■ Work to be completed:
Please print every line of the listing, unchanged.
------------------------
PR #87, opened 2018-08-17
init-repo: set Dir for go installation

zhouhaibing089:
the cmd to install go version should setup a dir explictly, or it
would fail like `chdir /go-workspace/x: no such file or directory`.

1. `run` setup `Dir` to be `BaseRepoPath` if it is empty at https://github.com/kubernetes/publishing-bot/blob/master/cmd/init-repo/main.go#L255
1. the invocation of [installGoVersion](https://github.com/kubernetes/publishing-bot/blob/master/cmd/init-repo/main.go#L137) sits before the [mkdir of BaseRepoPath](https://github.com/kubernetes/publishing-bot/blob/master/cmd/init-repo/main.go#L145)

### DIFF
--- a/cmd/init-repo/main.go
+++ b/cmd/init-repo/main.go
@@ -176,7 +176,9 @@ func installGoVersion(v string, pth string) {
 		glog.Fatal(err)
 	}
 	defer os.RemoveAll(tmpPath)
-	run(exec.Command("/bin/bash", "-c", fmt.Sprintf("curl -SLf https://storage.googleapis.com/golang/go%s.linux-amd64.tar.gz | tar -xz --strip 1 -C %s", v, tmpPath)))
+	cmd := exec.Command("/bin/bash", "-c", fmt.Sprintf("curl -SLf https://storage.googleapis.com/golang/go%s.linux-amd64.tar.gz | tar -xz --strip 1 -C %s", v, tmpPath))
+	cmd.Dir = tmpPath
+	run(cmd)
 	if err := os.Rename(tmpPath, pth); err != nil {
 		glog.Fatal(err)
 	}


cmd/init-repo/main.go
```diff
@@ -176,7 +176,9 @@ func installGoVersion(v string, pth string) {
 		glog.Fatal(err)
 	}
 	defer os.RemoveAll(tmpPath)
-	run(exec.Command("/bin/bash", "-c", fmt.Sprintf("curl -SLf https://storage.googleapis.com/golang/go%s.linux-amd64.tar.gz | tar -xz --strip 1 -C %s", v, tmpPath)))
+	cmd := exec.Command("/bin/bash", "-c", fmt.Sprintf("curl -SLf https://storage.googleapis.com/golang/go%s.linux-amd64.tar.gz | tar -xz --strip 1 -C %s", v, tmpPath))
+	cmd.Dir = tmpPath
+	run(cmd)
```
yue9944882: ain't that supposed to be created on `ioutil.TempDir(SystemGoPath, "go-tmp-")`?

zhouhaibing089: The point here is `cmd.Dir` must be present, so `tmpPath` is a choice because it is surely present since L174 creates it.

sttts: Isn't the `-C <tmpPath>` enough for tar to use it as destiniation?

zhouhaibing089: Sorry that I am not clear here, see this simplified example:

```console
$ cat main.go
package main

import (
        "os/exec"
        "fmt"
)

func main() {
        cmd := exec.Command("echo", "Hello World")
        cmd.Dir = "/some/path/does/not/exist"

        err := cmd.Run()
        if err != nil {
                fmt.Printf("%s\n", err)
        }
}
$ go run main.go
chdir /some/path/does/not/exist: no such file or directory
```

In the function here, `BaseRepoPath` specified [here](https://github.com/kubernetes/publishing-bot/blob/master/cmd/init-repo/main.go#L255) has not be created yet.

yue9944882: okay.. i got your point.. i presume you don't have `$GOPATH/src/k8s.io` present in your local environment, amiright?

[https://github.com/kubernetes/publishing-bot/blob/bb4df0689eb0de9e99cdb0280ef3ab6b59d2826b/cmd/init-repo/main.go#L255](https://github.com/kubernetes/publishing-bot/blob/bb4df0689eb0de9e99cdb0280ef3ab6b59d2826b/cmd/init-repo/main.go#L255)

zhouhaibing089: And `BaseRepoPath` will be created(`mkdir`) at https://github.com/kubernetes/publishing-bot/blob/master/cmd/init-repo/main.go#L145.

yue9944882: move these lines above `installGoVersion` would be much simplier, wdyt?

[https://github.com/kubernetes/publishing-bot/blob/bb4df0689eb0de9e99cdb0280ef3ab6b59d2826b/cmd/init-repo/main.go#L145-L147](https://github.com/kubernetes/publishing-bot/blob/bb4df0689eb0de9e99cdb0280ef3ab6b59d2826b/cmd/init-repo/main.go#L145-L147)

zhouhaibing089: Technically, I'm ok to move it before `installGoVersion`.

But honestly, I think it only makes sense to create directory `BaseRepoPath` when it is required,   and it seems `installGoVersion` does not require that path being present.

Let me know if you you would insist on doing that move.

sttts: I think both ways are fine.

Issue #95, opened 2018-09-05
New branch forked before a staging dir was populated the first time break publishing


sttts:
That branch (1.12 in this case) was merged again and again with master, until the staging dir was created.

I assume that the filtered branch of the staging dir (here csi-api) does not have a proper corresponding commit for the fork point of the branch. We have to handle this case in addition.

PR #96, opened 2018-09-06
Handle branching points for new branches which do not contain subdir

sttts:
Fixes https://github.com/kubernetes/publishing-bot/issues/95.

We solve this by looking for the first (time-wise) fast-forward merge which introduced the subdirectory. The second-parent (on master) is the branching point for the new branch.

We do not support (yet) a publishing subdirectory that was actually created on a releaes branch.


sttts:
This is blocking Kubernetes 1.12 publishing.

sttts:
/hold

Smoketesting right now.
------------------------
■ Solution to this exercise:
PR #87, opened 2018-08-17
init-repo: set Dir for go installation

zhouhaibing089:
the cmd to install go version should setup a dir explictly, or it
would fail like `chdir /go-workspace/x: no such file or directory`.

1. `run` setup `Dir` to be `BaseRepoPath` if it is empty at https://github.com/kubernetes/publishing-bot/blob/master/cmd/init-repo/main.go#L255
1. the invocation of [installGoVersion](https://github.com/kubernetes/publishing-bot/blob/master/cmd/init-repo/main.go#L137) sits before the [mkdir of BaseRepoPath](https://github.com/kubernetes/publishing-bot/blob/master/cmd/init-repo/main.go#L145)

### DIFF
--- a/cmd/init-repo/main.go
+++ b/cmd/init-repo/main.go
@@ -176,7 +176,9 @@ func installGoVersion(v string, pth string) {
 		glog.Fatal(err)
 	}
 	defer os.RemoveAll(tmpPath)
-	run(exec.Command("/bin/bash", "-c", fmt.Sprintf("curl -SLf https://storage.googleapis.com/golang/go%s.linux-amd64.tar.gz | tar -xz --strip 1 -C %s", v, tmpPath)))
+	cmd := exec.Command("/bin/bash", "-c", fmt.Sprintf("curl -SLf https://storage.googleapis.com/golang/go%s.linux-amd64.tar.gz | tar -xz --strip 1 -C %s", v, tmpPath))
+	cmd.Dir = tmpPath
+	run(cmd)
 	if err := os.Rename(tmpPath, pth); err != nil {
 		glog.Fatal(err)
 	}


cmd/init-repo/main.go
```diff
@@ -176,7 +176,9 @@ func installGoVersion(v string, pth string) {
 		glog.Fatal(err)
 	}
 	defer os.RemoveAll(tmpPath)
-	run(exec.Command("/bin/bash", "-c", fmt.Sprintf("curl -SLf https://storage.googleapis.com/golang/go%s.linux-amd64.tar.gz | tar -xz --strip 1 -C %s", v, tmpPath)))
+	cmd := exec.Command("/bin/bash", "-c", fmt.Sprintf("curl -SLf https://storage.googleapis.com/golang/go%s.linux-amd64.tar.gz | tar -xz --strip 1 -C %s", v, tmpPath))
+	cmd.Dir = tmpPath
+	run(cmd)
```
yue9944882: ain't that supposed to be created on `ioutil.TempDir(SystemGoPath, "go-tmp-")`?

zhouhaibing089: The point here is `cmd.Dir` must be present, so `tmpPath` is a choice because it is surely present since L174 creates it.

sttts: Isn't the `-C <tmpPath>` enough for tar to use it as destiniation?

zhouhaibing089: Sorry that I am not clear here, see this simplified example:

```console
$ cat main.go
package main

import (
        "os/exec"
        "fmt"
)

func main() {
        cmd := exec.Command("echo", "Hello World")
        cmd.Dir = "/some/path/does/not/exist"

        err := cmd.Run()
        if err != nil {
                fmt.Printf("%s\n", err)
        }
}
$ go run main.go
chdir /some/path/does/not/exist: no such file or directory
```

In the function here, `BaseRepoPath` specified [here](https://github.com/kubernetes/publishing-bot/blob/master/cmd/init-repo/main.go#L255) has not be created yet.

yue9944882: okay.. i got your point.. i presume you don't have `$GOPATH/src/k8s.io` present in your local environment, amiright?

[https://github.com/kubernetes/publishing-bot/blob/bb4df0689eb0de9e99cdb0280ef3ab6b59d2826b/cmd/init-repo/main.go#L255](https://github.com/kubernetes/publishing-bot/blob/bb4df0689eb0de9e99cdb0280ef3ab6b59d2826b/cmd/init-repo/main.go#L255)

zhouhaibing089: And `BaseRepoPath` will be created(`mkdir`) at https://github.com/kubernetes/publishing-bot/blob/master/cmd/init-repo/main.go#L145.

yue9944882: move these lines above `installGoVersion` would be much simplier, wdyt?

[https://github.com/kubernetes/publishing-bot/blob/bb4df0689eb0de9e99cdb0280ef3ab6b59d2826b/cmd/init-repo/main.go#L145-L147](https://github.com/kubernetes/publishing-bot/blob/bb4df0689eb0de9e99cdb0280ef3ab6b59d2826b/cmd/init-repo/main.go#L145-L147)

zhouhaibing089: Technically, I'm ok to move it before `installGoVersion`.

But honestly, I think it only makes sense to create directory `BaseRepoPath` when it is required,   and it seems `installGoVersion` does not require that path being present.

Let me know if you you would insist on doing that move.

sttts: I think both ways are fine.

Issue #95, opened 2018-09-05
New branch forked before a staging dir was populated the first time break publishing


sttts:
That branch (1.12 in this case) was merged again and again with master, until the staging dir was created.

I assume that the filtered branch of the staging dir (here csi-api) does not have a proper corresponding commit for the fork point of the branch. We have to handle this case in addition.

PR #96, opened 2018-09-06
Handle branching points for new branches which do not contain subdir

sttts:
Fixes https://github.com/kubernetes/publishing-bot/issues/95.

We solve this by looking for the first (time-wise) fast-forward merge which introduced the subdirectory. The second-parent (on master) is the branching point for the new branch.

We do not support (yet) a publishing subdirectory that was actually created on a releaes branch.


sttts:
This is blocking Kubernetes 1.12 publishing.

sttts:
/hold

Smoketesting right now.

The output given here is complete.